今回は、QUIMが超人気ポッドキャスト番組「ほんのれんラジオ」に出演したことを受けて、その舞台裏と、番組では語りきれなかったことを「勝手に」アフタートークします。

「ほんのれんラジオ」で取り上げられたテーマは、「私たちのアジア?」でしたが、話題は収録時の人数の多さやイヤホンの有無、しゃべくり上手な寺平くんに戸惑った話から始まり、平野啓一郎の『ある男』、分人主義、父の死、『半分姉弟』、リチャード・ローティ、在日コリアンにとっての「戦後」へと、次々に広がっていきます。

おしゃべりの内容は、

・ポッドキャスト番組「ほんのれんラジオ」にQUIMが出演
・4人で話すこと、しゃべくり寺平くん、イヤホン
・『ある男』を読んだ時「ここに自分がいる」と思った
・「このマンガがすごい!」のオンナ編で第1位『半分姉弟』を読む
・「あなたには分からない」で会話を止めないで byリチャード・ローティ
などなど。

自分とは違う立場にいる人のことを、どこまで理解できるのか。
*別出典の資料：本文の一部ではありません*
PR #952, opened 2019-02-07
Allow users without edit VM permissions to change a running VM's CD

sjd78:
- Add 'canUserChangeCd' permit check to VM transform
    - To support a normal user's ability to change a VM's CD, a field has been added to a VM's transform: `canUserChangeCd`.  This is the basis for DetailsCard permission check to be able to edit
the VM.

  - Update DetailsCard to support 'Edit CD' and 'Full Edit' modes
    - If a user only has enough permissions to be able to change the CD, the card will be editable but, apart from the CD, the individual fields will not be.
    - Only when a user has full VM edit permissions will all of the fields be editable.

  - `editVm` saga to skip VM update if only CD change is needed
    - On the `DetailsCard`, it is quite possible the only change that needs to be committed is to change the CD.  In this case, the VM edit call can be skipped.  Additionally, when the user does not have access to edit the VM, but can change the CD, it is essential to skip the VM update call.
    - The `editVm` saga now looks at the given `vm` object and if only fields required to change the CD are present, the VM update is skipped.  The ability to specify if the change CD should be only temporary on the running VM or an update to the default CD on the VM itself was added.

----
Demo for a "UserRole" user with permissions assigned directly to the VM (shows the edit on an off VM then on an up VM):
ezgif com-video-to-gif

Demo for an Admin user:
ezgif com-video-to-gif 1

Fixes: #954

### DIFF
--- a/src/components/VmDetails/cards/DetailsCard/index.js
+++ b/src/components/VmDetails/cards/DetailsCard/index.js
@@ -600,11 +600,9 @@ class DetailsCard extends React.Component {
     const { vm, isEditing, correlatedMessages, clusterList, isoList, templateList } = this.state
 
     const idPrefix = 'vmdetail-details'
+
     const isPoolVm = vm.getIn(['pool', 'id']) !== undefined
-
-    const canEditDetails = (vm.get('canUserChangeCd') || vm.get('canUserEditVm')) && !isPoolVm
-    const canOnlyChangeCD = (vm.get('canUserChangeCd') && !vm.get('canUserEditVm')) && !isPoolVm
-
+    const canEditDetails = vm.get('canUserEditVm') && !isPoolVm
     const status = vm.get('status')
 
     // Host Name
@@ -682,7 +680,7 @@ class DetailsCard extends React.Component {
       />
       <BaseCard
         title={msg.cardTitleDetails()}
-        editable={canEditDetails}
+        editable={canEditDetails || canChangeCd}
         editMode={isEditing}
         idPrefix={idPrefix}
         editTooltip={msg.cardTooltipEditDetails({ vmName: vm.get('name') })}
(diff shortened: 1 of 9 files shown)


sjd78:
Details card in Edit mode for an Admin user:
screenshot-localhost-3000-2019 02 07-16-06-26

Details card in Edit mode for a UserRole user:
screenshot-localhost-3000-2019 02 07-16-07-48

gregsheremeta:
looks good, works good. UI +1
@bond95  ?

src/components/VmDetails/cards/DetailsCard/index.js
```diff
@@ -550,7 +550,12 @@ class DetailsCard extends React.Component {
 
     // ---- dispatch the save
     this.setState({ correlationId })
-    this.props.saveChanges(vmUpdates, this.restartAfterSave, !this.hotPlugNow, correlationId)
+    this.props.saveChanges(
+      vmUpdates,
+      this.restartAfterSave,
+      !this.hotPlugNow,
+      isVmRunning,
```
bond95: Is this parameter really needed, because you can change CD only if VM is running, so for CD this parameter always will be `true`?

sjd78: While strictly true, change CD is only currently enabled for a running VM, the code made more sense to me with the param specified in there.  Putting the param made sense at the time.

sjd78: I'll take it out.  It's less confusing that way after I had some more coffee.

sjd78:
@bond95 - You made a good argument, I took out the extra param from `DetailsCard/index.js`.  Also rebased.  Please have another glace.  Thanks!

lwrigh:
+1 Everything looks good to me!

sjd78:
(rebased)

leistnerova:
User still can't change CD for VM from pool. Shouldn't that be available too?

gregsheremeta:
> User still can't change CD for VM from pool. Shouldn't that be available too?

Yep. Good catch!

sjd78:
@leistnerova - Users can now change CD on a Pool VM.

sjd78:
@leistnerova - The latest change I pushed should take care of the various Details/Change CD edit scenarios for admin and normal users.  Change CD is limited to if the VM is "Running" / Up.  Any other state and the VM will not be allowed to change the CD.

leistnerova:
LGTM

Issue #879, opened 2018-11-22
Localized Utilization cards and Snapshots


bond95:
Utilization cards are not localized.

gregsheremeta:
"Snapshot" appears to be missing too

![2019-01-29](https://user-images.githubusercontent.com/2248293/51946471-9fffad00-23ef-11e9-8a0d-8f8fe4bb3d1a.png)

PR #953, opened 2019-02-08
Externalize strings in Utilization and Snapshots Cards

sjd78:
Some string were still hard-coded in both the `SnapshotsCard` and the `UtilizationCard`.  They've been externalized.

Fixes: #879 

By generating a dummy locale based on default English, we can see the extent of what can be localized on the details card (or anywhere in the app really):
screenshot-localhost-3000-2019 02 08-02-26-51


sjd78:
@bond95 - rebased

知らずに済んできたことと、どう向き合えばいいのか。そして、「あなたには分からない」で会話を止めずに、どうすれば話し続けることができるのか。

『ある男』や『半分姉弟』を手がかりに、ルーツ、家族、差別、特権、分人主義、そして本を読むことで「ここに自分がいる」と感じる瞬間について語ります。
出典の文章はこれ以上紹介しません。